The last thing to go over is the script’s logging. The script will create a log folder under the script folder. It will create a set of log files during every run. One is a normal log for the managing script, and one is a PowerShell transcript. Every migrated desktop will have one. The transcript will capture all errors experienced during the script run, but the standard log will be easier to read, as shown below.

The log shows the migration process and at the end has a summary.

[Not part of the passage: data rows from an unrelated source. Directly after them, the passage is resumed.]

PR #1111, opened 2023-10-23
Add helpers for X-mode leniency

blkerby:
This standardizes all the X-mode strats to have a leniency of 1 extra spike hit, easily adjustable by being centralized to leniency helpers.

I'm the assuming the varying amount of hits in the existing logic were just representing different amounts of lenience and had no significance. If some of these strats actually have a required second (or third) hit for some reason, these will need to be added back.

This PR also removes the leniency from the Upper Norfair Farming Room gate glitch strat, due to the availability of the good farm right next to the gate.

### DIFF
--- a/region/brinstar/red.json
+++ b/region/brinstar/red.json
@@ -1287,7 +1287,7 @@
                   "requires": [
                     "canMidairShinespark",
                     "h_canXMode",
-                    "h_XModeSpikeHit",
+                    {"spikeHits": 1},
                     {"canShineCharge": {
                       "usedTiles": 33,
                       "openEnd": 2
--- a/region/brinstar/red.json
+++ b/region/brinstar/red.json
@@ -1052,7 +1052,9 @@
                   "name": "XMode",
                   "notable": false,
                   "requires": [
-                    "h_canSpikeXMode",
+                    "h_canXMode",
+                    "h_XModeSpikeHit",
+                    "h_XModeSpikeHit",
                     "canIframeSpikeJump",
                     {"or": [
                       "SpaceJump",
@@ -1061,7 +1063,8 @@
                     {"shinespark": {
                       "frames": 50
                     }}
-                  ]
+                  ],
+                  "devNote": "Two spike hits are expected per attempt (with any additional leniency hits being multiplied by this amount)."
                 }
               ]
             }
@@ -1116,13 +1119,16 @@
                   "notable": false,
                   "requires": [
                     "canShinechargeMovement",
-                    "h_canSpikeXMode"
+                    "h_canXMode",
+                    "h_XModeSpikeHit",
+                    "h_XModeSpikeHit"
                   ],
                   "note": [
                     "Jump from the entry runway to bounce onto spikes for XMode.",
                     "Store a spark in XMode and use that to shinepark across the room.",
                     "Bumping a solid tile before activating XMode will remove dash state, preventing shinecharging."
-                  ]
+                  ],
+                  "devNote": "Two spike hits are expected per attempt (with any additional leniency hits being multiplied by this amount)."
                 }
               ]
             }
@@ -1281,7 +1287,7 @@
                   "requires": [
                     "canMidairShinespark",
                     "h_canXMode",
-                    {"spikeHits": 1},
+                    "h_XModeSpikeHit",
                     {"canShineCharge": {
                       "usedTiles": 33,
                       "openEnd": 2
--- a/region/brinstar/red.json
+++ b/region/brinstar/red.json
@@ -1058,11 +1058,15 @@
                     "canIframeSpikeJump",
                     {"or": [
                       "SpaceJump",
-                      {"spikeHits": 2}
+                     "h_XModeSpikeHit"
                     ]},
                     {"shinespark": {
                       "frames": 50
                     }}
+                  ],
+                  "note": [
+                    "Use the Spikes in the center of the room to build a Shinespark with X-Mode.",
+                    "There are sections of the room where using more complex movement can be used to save a Spike hit when X-Moding."
                   ],
                   "devNote": "Two spike hits are expected per attempt (with any additional leniency hits being multiplied by this amount)."
                 }
@@ -1125,7 +1129,7 @@
                   ],
                   "note": [
                     "Jump from the entry runway to bounce onto spikes for XMode.",
-                    "Store a spark in XMode and use that to shinepark across the room.",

When using the MigrateStaticJobs script it will create an overall log file, as well as one for every desktop being migrated.

The summary information is as follows:

  • Desktops Migrated
  • Desktops with Failed Migrations
  • Desktops Skipped Due to Time Limit
  • Desktops Skipped Due To Some Problem
  • Desktops Skipped In Use
  • Desktops Skipped Already Migrated
  • Old Desktops Delete Failed
  • Old Desktops Delete Succeeded

I hope this post gives you the information you need on what’s required to scale large, Azure-based VDI deployments. As with most projects that require scale, getting the architecture right up front will be critical to the success of the project. With Azure the multi-subscription hub and spoke model will provide the most simple architecture to enable scalable VDI infrastructure.